As a grand novel, then, Tandia is powerful but not entirely convincing, veering as it does between an attachment to authenticity of experience and over-the-top melodrama. (Over-the-top is literally where the heroine, hero and villain go, in their various ways, in the final moments of the novel.)
Nine hundred pages is a lot of space for any author to justify. To the extent to which Courtenay is creating a popular, cinematographic picture of a politically mythic space, narrative elbow room probably is needed; and the popularisation of apartheid as an issue and the ‘heroinisation’ of a coloured South African woman are laudable achievements politically. I occasionally felt that I was reading a newly wrought Gone With the Wind – another narrative which combines politics, social authenticity, and melodrama, and which seems even to have provided a certain Deep South flavour to its South African offspring.

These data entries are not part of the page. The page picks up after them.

Issue #11490, opened 2022-04-10
Copying lines


a20willa:
Perhaps copying a line would be a good feature, regarding codeviewer? The line numbers on the side could for example be used as a "copy" toggle for that specific line. 

I do believe this would not be too hard to implement, as the lines currently are divided into divs anyways. We could simply take it's contents and copy it. This is kinda similar to the way github does it:

![image](https://user-images.githubusercontent.com/81626616/162617557-288c1940-36dd-4f15-8226-06d3a5bbf45f.png)

a20sarle:
Shoud it be implemented?

a20sarle:
Customer wants to prevent students from copying large amounts of code. The code lines which are in focus / the most important should be easily copied while all other code should be hard to copy. If students want to copy all code to laborate with there should be a button to copy all code but otherwise LenaSYS should not allow copying of code (except certain chosen lines of code).

a19xinhu:
Find a example which can copy code. Click Copy Button. It should just copy the copy with class "impo".

a20sarle:
If the copy icon is clicked only code with class "impo" is copied, as described above. However, students can still manually select all code to copy all the lines which should be prevented and only allowed using a download button. Keeping issue open.

a19xinhu:
I add code to make the code can not copy when you not login or student. Only can copy the "impo" code by click CopyCode button. But when you login as teacher, you can copy code by Ctrl+C+V.

a19xinhu:
My Code works on my localhost, but it does not wok on the server.

a20willa:
Source: https://web.dev/async-clipboard/

It seems that the clipboard API will not work because the test servers does not use an *encrypted connection (https)* but a *unencrypted one (http)*. Thus, the code I made will not work as it's dependent on the API, and instead the program will use the default `execCommand` function instead.  

However, the *execCommand` has proven to be problematic too, as revealed by testing. It seems that you cannot simply copy a variable in the way I tried. 

``` 
document.execCommand("Copy", false, lines)
```

Thus, I will try to go around this problem by using [a workaround](https://www.sharmaprakash.com.np/javascript/copying-value-from-variable-to-clipboard/#:~:text=In%20javascript%2C%20copying%20a%20value,with%20a%20bit%20of%20workaround.)

PR #11759, opened 2022-04-22
Make copy impossible for student

a19xinhu:
These code make student or not log in can not copy code, only can use Copy Button to copy "impo" code.  While login as teacher, you can copy as usual.

### DIFF
--- a/DuggaSys/codeviewer.js
+++ b/DuggaSys/codeviewer.js
@@ -402,7 +402,7 @@ function returned(data)
 		createBlocks(ranges[boxid], boxid);
 	}
 
-	//hides maximize button if not supported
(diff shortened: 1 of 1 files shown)


b20fanfa:
Code refactoring - No
Code standard - ok
Meet issue goal - No

Comments: 
1. When you are logging in as a teacher you should always be able to copy ALL code, no matter if you press copy icon or select and copy. 
2. When logged as a student, pressing copy icon, only the FIRST important row was copied, NOT ALL. 
3. When doing an issue, stick to it and do not clean code/refactoring. That is beyond the issue and does not need to be done.

b20fanfa:
Reference to #11490.

Issue #11737, opened 2022-04-21
Diagram module - Inheritance for UML elements


a20gabpa:
Related to #11248
Add the ability to represent inheritance in UML diagrams. Inheritance is represented using a non-filled or filled triangle. Filled is overlapping inheritance and non-filled is disjoint inheritance. 

Something similiar to the picture:

![Skärmbild 2022-04-21 094652](https://user-images.githubusercontent.com/102604680/164405690-9794c8e8-c908-4124-92a4-dd9b1e0ba4d4.png)

a20gabpa:
The added inheritance icon, can be either be filled or non-filled:

![image](https://user-images.githubusercontent.com/102604680/164453189-e1270efc-492e-46c6-a14f-f43462e417e2.png)

The type of inheritance can be changed in the options panel, at the moment 'BG color', and 'name'  is not used and might be hidden in the updated options panel:

![image](https://user-images.githubusercontent.com/102604680/164453242-33d79864-445c-4222-a926-1102c877a3c0.png)

Using example with the inheritance icon together with UML entities:

![image](https://user-images.githubusercontent.com/102604680/164460817-bad3bd4b-b1b1-4bcf-be52-72fba5eb82a5.png)

There is however a small problem. Since the new element is smaller compared to the other, the line's connection seems to move around when zooming. Could be something that the line offset should be multiplied with the zoomfactor. At 1x zoom, it looks good.

![image](https://user-images.githubusercontent.com/102604680/164460939-432dac6b-d89a-4982-9a09-b1af071f5ab9.png)

When zooming in, the line moves out of the box. 

![image](https://user-images.githubusercontent.com/102604680/164460970-8f4598c1-a39d-4566-92a7-a457472a75cb.png)

When zooming out, the lines length increases and it goes through the icon and reaches the other side:

![image](https://user-images.githubusercontent.com/102604680/164461050-c4158de0-f5de-41dc-969d-cc6baf601e7a.png)

Should this be a seperate issue? It is somewhat related to issue #11183

PR #11763, opened 2022-04-22
Implemented inheritance element for UML

a20gabpa:
Related to issue #11737 
I have implemented an element for inheritance in UML. The icon for placing the element is found in the relation menu:

image

Things that could be tested:
- Create, move and delete inheritance element (also test with "x" in corner of selection)
- Using box-selection to mark elements
- Move with "Snap to Grid" enabled
- Connect with lines to different elements
- Check if possible to connect two inheritance elements together
- Verify that it is not possible to adjust the size of the element (no blue boxes)
- Change the type of inheritance (found in the options panel, in a dropdown)
- Check that is not possible to change the color of the background or stroke on the element.

Issue that is visual: when connected with lines, the lines connected on the left and right side, moves when zooming in and out. Might be a problem with scaling line offset when zooming out.

### DIFF
--- a/DuggaSys/diagram.js
+++ b/DuggaSys/diagram.js
@@ -777,6 +777,7 @@ const elementTypes = {
     ERAttr: 2,
     Ghost: 3,
     UMLEntity: 4,       //<-- UML functionality
+    UMLInheritance: 5,     //<-- UML functionality
 };
 
 /**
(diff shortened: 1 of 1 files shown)


a20gabpa:
How did you change the stroke color? I cannot replicate the problem on my machine?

But this is a particularly hard narrative trick to pull off, and one which Margaret Mitchell in Gone with The Wind achieves through concentrating on the love interest at the expense of realism.
The problems in Tandia are reminiscent of the structural difficulties which arise in nineteenth-century Australian romances. Rosa Praed’s work, which is both politically informed, theosophically committed and shows deep fascination for the details of feminine subjectivity, provides a particularly close model. All this, of course, places the poor narrative under a huge strain, and credibility of plot is often the first to topple. Praed’s Sister Sorrow and Fugitive Ann provide the clearest examples.
Despite this, perhaps because of it, an overwhelming sense of desire is evoked in this kind of novel – both Courtenay’s and Praed’s. It is a desire which, in being situated in a ‘new’ world (in popular fictional terms), provides great scope for pushing against political, individual, and even narrative boundaries. It is an awkward generic mixture, however, because its attachment to social realism means that it has less scope for narrative experimentation than, say, metafiction or Coetzee’s anomic laments. Instead, experimentation resides in the characters themselves – the limits they are prepared to ignore for the sake of their quest, rather than the limits the narrator is prepared to ignore for the sake of establishing a new ontological perspective. The fault-line is psychological rather than metaphysical.
But then if Peter Carey can deservedly win the Booker Prize for rewriting the nineteenth-century narrative of origin, I don’t see why Courtenay should be begrudged his one million or so readers across seventeen countries for upholding the, in some ways more difficult and exhilarating, Victorian romance.